**WORK INSTRUCTION**
When a line in the data below includes "mirekdlugosz", count it; then give only the total.
-------- MATERIALS PROVIDED
PR #2761, opened 2024-12-04
fix: forbid credential delete if assigned to a source (v2 credentials API)

infinitewarp:
This PR effectively restores the behavior of the v1 credentials API that we missed when we added the v2 credentials API. In addition to returning a 400 error when the requested credential is related to a source, the API also now returns a 404 error when the requested credential ID does not exist.

Thanks for finding this issue, @mirekdlugosz !


nicolearagao (approved):
LGTM

PR #2772, opened 2025-01-06
DONT MERGE THIS

bruno-fs:

PR #2773, opened 2025-01-06
build: update pyproject.toml to work with poetry 2

infinitewarp:


.github/workflows/test.yml
```diff
@@ -29,6 +29,7 @@ jobs:
 
       - name: Check dependencies
         run: |
+          poetry self add poetry-plugin-export
```
mirekdlugosz, line 32: poetry 2 claims to support automatic per-project plugin installation: https://github.com/python-poetry/poetry/pull/9547

wonder if it makes sense to try that instead of adding plugin manually?

mirekdlugosz:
----------------
**ANSWER BOX**
3